All of the listing should be transcribed exactly.

(MATERIAL PROVIDED begins)

PR #3537, opened 2023-05-30
fix: `_feedId` bug in `novu/node` sdk

### LINKED ISSUE #3505: 🐛 Bug Report: Notification template _feedId is never set when given using SDK
### 📜 Description

If the developer passes `_feedId` field populated, the response comes with `_feedId: null` which is incorrect 

### 👟 Reproduction steps

1. Install the Nodejs SDK and create/update a notification template
2. Below there's a payload example

```json
{
  "active": true,
  "draft": false,
  "description": "My first notification",
  "name": "notification-one",
  "notificationGroupId": "646e30c38a6362190025b33e",
  "preferenceSettings": {
    "in_app": true
  },
  "steps": [
    {
      "name": "the_name_of_my_step",
      "template": {
        "_feedId": "646f716b0663687df4da4672",
        "content": "Something very cool",
        "type": "in_app",
        "variables": [
          {
            "type": "String",
            "name": "organizationId",
            "required": true
          }
        ],
        "cta": {
          "type": "redirect",
          "data": {
            "url": "http://localhost"
          }
        }
      }
    }
  ]
}
```

### 👍 Expected behavior

It should populate `_feedId` when the developer wants to generate resources programmatically a 

There's not much to show, by passing the `_feedId` you'll be able to observe the bug

_No response_

None

codingmickey:

Change the `_feedId` to `feedId` (also `_layoutId` to `layoutId`) in the shared entities to make sure to get updated in all the sdks 👍🏽 

Closes #3505 

Additional unit test added for this fix and all tests are passing 🚀 
image


codingmickey:
> What do you think about maybe extending `INotificationTemplateStep` in the [notification template interface](https://github.com/novuhq/novu/blob/baad09d42dc20d144cf4ac2beae4a2a20c825b7c/packages/node/src/lib/notification-template/notification-template.interface.ts) with feedId and layoutId ?

That would work. But wouldn't this be a problem for the other packages or the services in which they are exposed? Or this would be just internally called via the web/api/widget so wouldn't cause an issue?

ainouzgali:
> Btw, how do you guys test such integration changes? Like going into each module and then checking or waiting till you make a PR and then checking which of them failed

What do you mean? If you run everything locally it would show errors by itself. But for changes that you couldn't think to check, we have an action that runs all tests of packages that might have been affected when opening a pr

codingmickey:
> What do you mean? If you run everything locally it would show errors by itself. But for changes that you couldn't think to check, we have an action that runs all tests of packages that might have been affected when opening a pr

Yea got it, but I didn't run the tests for web/api from jarvis before raising the PR

ainouzgali:
@codingmickey I thought about it again, and there might be issues with what I suggested 🤔 🤦🏻‍♀️
Sorry for the delay, I would just like to get my colleagues opinion about this .@p-fernandez , What do you think a better way to handle this will be?

p-fernandez:
> @codingmickey I thought about it again, and there might be issues with what I suggested 🤔 🤦🏻‍♀️ Sorry for the delay, I would just like to get my colleagues opinion about this .@p-fernandez , What do you think a better way to handle this will be?

I think the best way to handle this is to do something like it was done in the Layouts feature and other places: https://github.com/novuhq/novu/blob/next/apps/api/src/app/layouts/usecases/create-layout/create-layout.use-case.ts#L83
https://github.com/novuhq/novu/blob/635cf96b737075c80b0bde9330a5eb6847e000bd/apps/api/src/app/topics/use-cases/get-topic/get-topic.use-case.ts#L25

That is creating mapper functions inside the use case to handle the transformation of the values from the entity interface to the DTO that is being used in the API responses, and therefore in all the SDKs.

The problem here is that there is a bit of tech debt in our monorepo from the confusion of that for DTOs we should expose the string type of the equivalent of the Mongo DB Ids, that shouldn't be exposed like that. That and the duplication of underscore and non underscore indexes due to that typing mixing and problems generates this kind of problems we need to slowly solve.  So in my opinion we need to handle this inside the API in as many places we can and not to push the fixes to the SDKs. Probably this will mean to have to do many changes in different places but while the API DTO structure is not changed neither in shape nor type we should be ok regarding retrocompatibility, while fixing this problem.

codingmickey:
Oh okay, got it.
- So for now this change will be only required in the SDK right?
- Also, the mapper is just what I've implemented in terms of the inheritance is the same thing right which was expected?

p-fernandez:
> Oh okay, got it.
> 
> * So for now this change will be only required in the SDK right?
> * Also, the mapper is just what I've implemented in terms of the inheritance is the same thing right which was expected?

No, the changes should be done in the API. SDK should remain untouched as the SDK just get the response provided by the API endpoint. Also the testing should be done in the API to double check we are not creating breaking changes in the API.
When I have a bit of free time I might dig up a bit more on the specific changes we need to do.

codingmickey:
> > Oh okay, got it.
> > 
> > * So for now this change will be only required in the SDK right?
> > * Also, the mapper is just what I've implemented in terms of the inheritance is the same thing right which was expected?
> 
> No, the changes should be done in the API. SDK should remain untouched as the SDK just get the response provided by the API endpoint. Also the testing should be done in the API to double check we are not creating breaking changes in the API. When I have a bit of free time I might dig up a bit more on the specific changes we need to do.

Ok sure I'll wait till then

Khongchai:
Hello, folks! Is this still being worked on? I stumbled upon this as well. If this is not being worked on anymore, or if help is needed, I'd be happy to lend a hand.

scopsy:
Will be closing this as in the inbox component we have moved towards tags based query for tabs vs the existing feeds flow

Issue #1959, opened 2022-11-03
🚀 Feature: Update to current active version of Node (18)


Cliftonz:
### 🔖 Feature description

This Issue is to discuss and track the progress of updating to the next LTS version of node.

### 🎤 Why is this feature needed ?

This will allow the platform to gain from underlying improvements to the ecosystem on top of being in support for 2+ years.

### 👀 Have you spent some time to check if this feature request has been raised before?

- [X] I checked and didn't find similar issue

### 🏢 Have you read the Code of Conduct?

- [X] I have read the [Contributing Guidelines](https://github.com/novuhq/novu/blob/main/CONTRIBUTING.md)

gitstart:
@scopsy I would like to pick this up

PR #3546, opened 2023-05-31
NV-1959 - 🚀 Feature: Update to current active version of Node (18)

gitstart:
Updates to current active version of Node (18)

closes https://github.com/novuhq/novu/issues/1959

### Other information
[Ticket link](https://developers.gitstart.com/client/novu-oss/ticket/NV-1959)

---


scopsy:
There are quite a lot of other places this PR misses, including docker images and etc... This change could lead to some unwanted behaviour, so will close this PR for now so we can have a more dedicated and deep review of all the required places that need to change

PR #3549, opened 2023-06-01
fix noNewNotification field on russian locale

PidginEnemy:

This PR fixes ru locale

Because now it's have a mistake in `noNewNotification` field, it's writtend on bulgarian instead of russian


p-fernandez (approved):
🌟 
Thank you for helping us to fix this.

(MATERIAL PROVIDED ends)

= ANSWER FOR THIS EXERCISE =
PR #3537, opened 2023-05-30
fix: `_feedId` bug in `novu/node` sdk

### LINKED ISSUE #3505: 🐛 Bug Report: Notification template _feedId is never set when given using SDK
### 📜 Description

If the developer passes `_feedId` field populated, the response comes with `_feedId: null` which is incorrect 

### 👟 Reproduction steps

1. Install the Nodejs SDK and create/update a notification template
2. Below there's a payload example

```json
{
  "active": true,
  "draft": false,
  "description": "My first notification",
  "name": "notification-one",
  "notificationGroupId": "646e30c38a6362190025b33e",
  "preferenceSettings": {
    "in_app": true
  },
  "steps": [
    {
      "name": "the_name_of_my_step",
      "template": {
        "_feedId": "646f716b0663687df4da4672",
        "content": "Something very cool",
        "type": "in_app",
        "variables": [
          {
            "type": "String",
            "name": "organizationId",
            "required": true
          }
        ],
        "cta": {
          "type": "redirect",
          "data": {
            "url": "http://localhost"
          }
        }
      }
    }
  ]
}
```

### 👍 Expected behavior

It should populate `_feedId` when the developer wants to generate resources programmatically a 

There's not much to show, by passing the `_feedId` you'll be able to observe the bug

_No response_

None

codingmickey:

Change the `_feedId` to `feedId` (also `_layoutId` to `layoutId`) in the shared entities to make sure to get updated in all the sdks 👍🏽 

Closes #3505 

Additional unit test added for this fix and all tests are passing 🚀 
image


codingmickey:
> What do you think about maybe extending `INotificationTemplateStep` in the [notification template interface](https://github.com/novuhq/novu/blob/baad09d42dc20d144cf4ac2beae4a2a20c825b7c/packages/node/src/lib/notification-template/notification-template.interface.ts) with feedId and layoutId ?

That would work. But wouldn't this be a problem for the other packages or the services in which they are exposed? Or this would be just internally called via the web/api/widget so wouldn't cause an issue?

ainouzgali:
> Btw, how do you guys test such integration changes? Like going into each module and then checking or waiting till you make a PR and then checking which of them failed

What do you mean? If you run everything locally it would show errors by itself. But for changes that you couldn't think to check, we have an action that runs all tests of packages that might have been affected when opening a pr

codingmickey:
> What do you mean? If you run everything locally it would show errors by itself. But for changes that you couldn't think to check, we have an action that runs all tests of packages that might have been affected when opening a pr

Yea got it, but I didn't run the tests for web/api from jarvis before raising the PR

ainouzgali:
@codingmickey I thought about it again, and there might be issues with what I suggested 🤔 🤦🏻‍♀️
Sorry for the delay, I would just like to get my colleagues opinion about this .@p-fernandez , What do you think a better way to handle this will be?

p-fernandez:
> @codingmickey I thought about it again, and there might be issues with what I suggested 🤔 🤦🏻‍♀️ Sorry for the delay, I would just like to get my colleagues opinion about this .@p-fernandez , What do you think a better way to handle this will be?

I think the best way to handle this is to do something like it was done in the Layouts feature and other places: https://github.com/novuhq/novu/blob/next/apps/api/src/app/layouts/usecases/create-layout/create-layout.use-case.ts#L83
https://github.com/novuhq/novu/blob/635cf96b737075c80b0bde9330a5eb6847e000bd/apps/api/src/app/topics/use-cases/get-topic/get-topic.use-case.ts#L25

That is creating mapper functions inside the use case to handle the transformation of the values from the entity interface to the DTO that is being used in the API responses, and therefore in all the SDKs.

The problem here is that there is a bit of tech debt in our monorepo from the confusion of that for DTOs we should expose the string type of the equivalent of the Mongo DB Ids, that shouldn't be exposed like that. That and the duplication of underscore and non underscore indexes due to that typing mixing and problems generates this kind of problems we need to slowly solve.  So in my opinion we need to handle this inside the API in as many places we can and not to push the fixes to the SDKs. Probably this will mean to have to do many changes in different places but while the API DTO structure is not changed neither in shape nor type we should be ok regarding retrocompatibility, while fixing this problem.

codingmickey:
Oh okay, got it.
- So for now this change will be only required in the SDK right?
- Also, the mapper is just what I've implemented in terms of the inheritance is the same thing right which was expected?

p-fernandez:
> Oh okay, got it.
> 
> * So for now this change will be only required in the SDK right?
> * Also, the mapper is just what I've implemented in terms of the inheritance is the same thing right which was expected?

No, the changes should be done in the API. SDK should remain untouched as the SDK just get the response provided by the API endpoint. Also the testing should be done in the API to double check we are not creating breaking changes in the API.
When I have a bit of free time I might dig up a bit more on the specific changes we need to do.

codingmickey:
> > Oh okay, got it.
> > 
> > * So for now this change will be only required in the SDK right?
> > * Also, the mapper is just what I've implemented in terms of the inheritance is the same thing right which was expected?
> 
> No, the changes should be done in the API. SDK should remain untouched as the SDK just get the response provided by the API endpoint. Also the testing should be done in the API to double check we are not creating breaking changes in the API. When I have a bit of free time I might dig up a bit more on the specific changes we need to do.

Ok sure I'll wait till then

Khongchai:
Hello, folks! Is this still being worked on? I stumbled upon this as well. If this is not being worked on anymore, or if help is needed, I'd be happy to lend a hand.

scopsy:
Will be closing this as in the inbox component we have moved towards tags based query for tabs vs the existing feeds flow

Issue #1959, opened 2022-11-03
🚀 Feature: Update to current active version of Node (18)


Cliftonz:
### 🔖 Feature description

This Issue is to discuss and track the progress of updating to the next LTS version of node.

### 🎤 Why is this feature needed ?

This will allow the platform to gain from underlying improvements to the ecosystem on top of being in support for 2+ years.

### 👀 Have you spent some time to check if this feature request has been raised before?

- [X] I checked and didn't find similar issue

### 🏢 Have you read the Code of Conduct?

- [X] I have read the [Contributing Guidelines](https://github.com/novuhq/novu/blob/main/CONTRIBUTING.md)

gitstart:
@scopsy I would like to pick this up

PR #3546, opened 2023-05-31
NV-1959 - 🚀 Feature: Update to current active version of Node (18)

gitstart:
Updates to current active version of Node (18)

closes https://github.com/novuhq/novu/issues/1959

### Other information
[Ticket link](https://developers.gitstart.com/client/novu-oss/ticket/NV-1959)

---


scopsy:
There are quite a lot of other places this PR misses, including docker images and etc... This change could lead to some unwanted behaviour, so will close this PR for now so we can have a more dedicated and deep review of all the required places that need to change

PR #3549, opened 2023-06-01
fix noNewNotification field on russian locale

PidginEnemy:

This PR fixes ru locale

Because now it's have a mistake in `noNewNotification` field, it's writtend on bulgarian instead of russian


p-fernandez (approved):
🌟 
Thank you for helping us to fix this.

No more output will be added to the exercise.